### Material for this task

PR #459, opened 2019-04-20
iOS: Return bool in canMakePayments

raeesbhatti:
[The API](https://github.com/dooboolab/react-native-iap#methods) defines that `initConnection` returns a string in promise. But on Android, it was returning a boolean. This change fixes that.

### DIFF
--- a/README.md
+++ b/README.md
@@ -66,7 +66,7 @@ Also, note that this is our last migration for renaming method names without any
 | Func  | Param  | Return | Description |
 | :------------ |:---------------:| :---------------:| :-----|
 | ~~prepare~~ |  | `Promise<void>` | Deprecated. Use `initConnection` instead. |
-| initConnection |  | `Promise<string>` | Init IAP module. On Android this can be called to preload the connection to Play Services. In iOS, it will simply call `canMakePayments` method and return value.|
+| initConnection |  | `Promise<boolean>` | Init IAP module. On Android this can be called to preload the connection to Play Services. In iOS, it will simply call `canMakePayments` method and return value.|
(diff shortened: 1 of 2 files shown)


android/src/main/java/com/dooboolab/RNIap/RNIapModule.java
```diff
@@ -158,7 +158,7 @@ public void initConnection(final Promise promise) {
     ensureConnection(promise, new Runnable() {
       @Override
       public void run() {
-        promise.resolve(true);
+        promise.resolve("true");
```
hyochan: Could you change the string into something readable? Something like `android billing connected`?

raeesbhatti: I used `"true"` because iOS returns the same. Are you sure about this?

raeesbhatti:
> @raeesbhatti Thank you for the contribution. Please see my review.

@hyochan I used "true" because iOS returns the same. Are you sure about this?

android/src/main/java/com/dooboolab/RNIap/RNIapModule.java
hyochan: Oh. Then it would be better for ios to give better string too.  Something like `Can make payment in ios.`. Since `true` is very useless.

raeesbhatti: Since the promise will only be resolved if `ensureConnection` succeeds and there is only one outcome. It think, it would be better to return a Boolean `true` here, and in iOS also. Or just make the function void. This would make it easier to consume the outcome in JS, because it's much easier to check for Boolean than to compare a string. A string message would make sense if there were multiple successful outcomes.

PR #472, opened 2019-04-30
Remove comments about ejected apps in README

emilioicai:
Removing `pod 'RNIap', :path => '../node_modules/react-native-iap'` from the Podfile makes the module not available in apps using Pods so it's better to let it be in the Podfile.


hyochan:
I am not quite sure about this, but in some `env` like in `expokit` that actually worked out for `linking` correctly. I'll try to merge this after few days.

### Task to complete
Each line of the data above must be restated word for word.

### Solution to this task
PR #459, opened 2019-04-20
iOS: Return bool in canMakePayments

raeesbhatti:
[The API](https://github.com/dooboolab/react-native-iap#methods) defines that `initConnection` returns a string in promise. But on Android, it was returning a boolean. This change fixes that.

### DIFF
--- a/README.md
+++ b/README.md
@@ -66,7 +66,7 @@ Also, note that this is our last migration for renaming method names without any
 | Func  | Param  | Return | Description |
 | :------------ |:---------------:| :---------------:| :-----|
 | ~~prepare~~ |  | `Promise<void>` | Deprecated. Use `initConnection` instead. |
-| initConnection |  | `Promise<string>` | Init IAP module. On Android this can be called to preload the connection to Play Services. In iOS, it will simply call `canMakePayments` method and return value.|
+| initConnection |  | `Promise<boolean>` | Init IAP module. On Android this can be called to preload the connection to Play Services. In iOS, it will simply call `canMakePayments` method and return value.|
(diff shortened: 1 of 2 files shown)


android/src/main/java/com/dooboolab/RNIap/RNIapModule.java
```diff
@@ -158,7 +158,7 @@ public void initConnection(final Promise promise) {
     ensureConnection(promise, new Runnable() {
       @Override
       public void run() {
-        promise.resolve(true);
+        promise.resolve("true");
```
hyochan: Could you change the string into something readable? Something like `android billing connected`?

raeesbhatti: I used `"true"` because iOS returns the same. Are you sure about this?

raeesbhatti:
> @raeesbhatti Thank you for the contribution. Please see my review.

@hyochan I used "true" because iOS returns the same. Are you sure about this?

android/src/main/java/com/dooboolab/RNIap/RNIapModule.java
hyochan: Oh. Then it would be better for ios to give better string too.  Something like `Can make payment in ios.`. Since `true` is very useless.

raeesbhatti: Since the promise will only be resolved if `ensureConnection` succeeds and there is only one outcome. It think, it would be better to return a Boolean `true` here, and in iOS also. Or just make the function void. This would make it easier to consume the outcome in JS, because it's much easier to check for Boolean than to compare a string. A string message would make sense if there were multiple successful outcomes.

PR #472, opened 2019-04-30
Remove comments about ejected apps in README

emilioicai:
Removing `pod 'RNIap', :path => '../node_modules/react-native-iap'` from the Podfile makes the module not available in apps using Pods so it's better to let it be in the Podfile.


hyochan:
I am not quite sure about this, but in some `env` like in `expokit` that actually worked out for `linking` correctly. I'll try to merge this after few days.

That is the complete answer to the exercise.